Special Precautions: Abrupt withdrawal in epileptic patients may precipitate status epilepticus. Dizziness and somnolence, confusion, loss of consciousness, and mental impairment reported, exercise caution until patient is familiar with the potential effects of the drug. Increased systemic concentration with opioids. Monitor for signs of central nervous system (CNS) depression (eg somnolence, sedation, respiratory depression). Suicidal ideation and behavior reported. Emotional lability (primarily behavioral problems), hostility, thought disorder, and hyperkinesia reported in pediatric patients with epilepsy 3-12 years of age. Severe, life-threatening, systemic hypersensitivity reactions such as drug rash with eosinophilia and systemic symptoms (DRESS) reported. Anaphylaxis reported. Abuse and dependence reported, carefully evaluate patients for a history of drug abuse and monitor for possible signs of abuse. Severe respiratory depression, patients with concomitant use of CNS depressants, compromised respiratory function, respiratory or neurological disease, renal impairment, and the elderly may be at a higher risk. Increased risk of CNS depression and death when concomitantly used with opioids or other CNS depressants. Pregnancy and Lactation, gabapentin crosses the human placenta and is excreted in breast milk. Gabapentin should be used during pregnancy only if the potential benefit to the mother clearly outweighs the potential risk to the fetus. Do not drive a car or operate potentially dangerous machinery until it is known that the medication does not affect ability to engage in these activities.

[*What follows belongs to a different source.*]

PR #1951, opened 2017-10-08
add explicit instantiation of convert_point_to_array and convert_array_to_point

MFraters:


bangerth:
OK if it passes the tester.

Adverse reactions: Abdominal pain, back pain, fatigue, fever, headache, viral infection; vasodilation; constipation, dental abnormalities, diarrhea, dyspepsia, increased appetite, dry mouth or throat, nausea and/or vomiting; leukopenia, decreased White Blood Cells; peripheral edema, increased weight; fracture, myalgia; amnesia, ataxia, confusion, abnormal coordination, depression, dizziness, dysarthria, emotional lability, insomnia, nervousness, nystagmus, somnolence, abnormal thinking, tremor, twitching; coughing, pharyngitis, rhinitis; abrasion, acne, pruritus, rash; amblyopia, diplopia; impotence; asthenia, malaise, facial edema; hypertension; flatulence, anorexia, gingivitis; purpura; arthralgia; vertigo, hyperkinesia; increased, decreased, or absent reflexes; paresthesia, anxiety, hostility; pneumonia, urinary tract infection, visual disturbances, bronchitis, respiratory infection

Drug Interactions: Increased systemic concentration with morphine. Increased risk of central nervous system (CNS) depression and death when concomitantly used with opioids or other CNS depressants. Reduced bioavailability with antacids containing aluminum and magnesium, take gabapentin 2 hours following antacid administration. Slight decrease in renal excretion with cimetidine. False-positive readings with the Ames N-Multistix SG dipstick test. To determine urinary protein, the more specific sulfosalicylic acid precipitation procedure is recommended.

Presentation and Packing: Capsules in blister packs 300 mg x 100’s, 400 mg x 100’s. Capsules in bottles 300 mg x 100’s, 400 mg x 100’s.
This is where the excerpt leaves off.